Windows with positive detections
Code is located in cell 12 CarHeat class.
From the all bounding boxes within frame, one heatmap is calculated, which is added to the heatmap stack. Single frame heatmap is binary, so that there are either detected on not-detected pixels.
Binary heatmap for one frame:
Output is created summing last 10 heatmaps and thresholding it to at least 5 detections.
That way in each frame bounding boxes are combined. And if there are false positives in less than 5 frames, then those detections are removed.
For the frames above threshold, the scipy.ndimage label method is launched to label the windows and determine their bounding boxes.
Non optimized HOG based test video is located here.
Note: this was not optimized on purpose, as the processing times was around 1 frame par second and was looking for better performing alternatives.
HOG classifier not optimized
Due to slow performance I checked the alternatives for the vehicle detection and one of the currently best performing algorithms is YOLO.
While looking for YOLO python usage, I found that member of Udacity previous cohort has done great job transferring and describing YOLO tiny model for our purpose.
I used the implementation “https://github.com/xslittlegrass/CarND-Vehicle-Detection” to test how well the YOLO architecture could perform for such task.
YOLO detects center pixels of the object as well as its height and width. It also predicts class probability and in this case if it is car class above threshold then it is treated as positive detection.
This give very good results, but detection frames are quite jitter'y and also there is one place with false positive detection.

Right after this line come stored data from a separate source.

PR #4258, opened 2024-12-17
chore: updates CodeMirror dependencies

### LINKED ISSUE #4222: CommonJS named export issue for @uiw/codemirror-themes packages.
### What happens?

When building my docs site via a CI/CD pipeline, I'm encountering the following error for an incompatibility between ESM / CommonJS:

```
Named export 'createTheme' not found. The requested module '@uiw/codemirror-themes' is a CommonJS module, which may not support all module.exports as named exports.
CommonJS modules can always be imported via the default export, for example using:

import pkg from '@uiw/codemirror-themes';
const { createTheme: r } = pkg;
```

Notably, I haven't bumped my scalar version so not sure why the sudden incompatibility on builds. Currently using  `"@scalar/api-reference-react": "^0.3.154",`

Able to build scalar properly.

### OpenAPI Document

_No response_

hanspagel:
This PR updates `@scalar/use-codemirror` to 

* use the latest dependencies, 
* fix #4222,
* add tests,
* deletes the unused CodeMirror component,
* switches to rollup for the build,
* add a playground.

This is also an attempt to fix CI, because it’s running into issues when building `@scalar/use-codemirror` again and again.

EDIT: I think #4259 fixed the CI issue. I think we could still upgrade the dependencies, but feel free to reject the PR.

Screenshot 2024-12-17 at 15 38 11


packages/use-codemirror/src/hooks/useCodeMirror.ts
hanspagel, line 1: I’ve had to change the order to write tests.

packages/use-codemirror/src/index.ts
```diff
@@ -11,7 +11,5 @@ export {
   WidgetType,
 } from '@codemirror/view'
 
-export { CodeMirror } from './components/CodeMirror'
-export { useDropdown } from './hooks/useDropdown'
```
hanspagel, line 15: exported through hooks/index.ts now

geoffgscott (approved):
Looks good other than the 1 comment

amritk (commented):
I tried to test if this fixed the nuxt error, unfortunately it did not. BUT it could also be a linking error. 

image

geoffgscott:
> I tried to test if this fixed the nuxt error, unfortunately it did not. BUT it could also be a linking error.

Yeah i had to pin the version to the previous patch in org to make it work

Therefore, I did not feed YOLO results directly to output as it is done by “github.com/xslittlegrass”, but used it to feed heatmap calculation, essentially just replacing Sliding Windows search with HOG+Color detection and instead using YOLO implementation for that.
The predicted windows above threshold is then combined and threshold to give smoother output. It required smaller number of frames and lower threshold values then HOG detection.
HOG performance: I was surprised that HOG calculation performance was really poor.
This was quite limiting factor in terms of writing good code (long video processing times) and also it would be very limiting in real world applications, because then much better hardware would be required. Some ways to improve the performance would be:
*) Process HOG windows in parallel threads
*) Create separate server like process for HOG window processing (e.g. similar to behavior simulator) and scale it accordingly.
YOLO: Advances in AI has led to many improvements in terms of accuracy and performance, also as I tested YOLO implementation works very well and also is much better performing than OpenCV and search window based approach.
YOLO performance could be still improved as there are currently many sub-optimal and debugging information left inside the code. Also moving to C/C++ most of the pipeline (Keras is using TF backend which anyway uses C++/CUDA) should help with performance improvements.
Overall this was my favorite projects, because approaches that I learned during this project and related classes are applicable in many computer vision areas.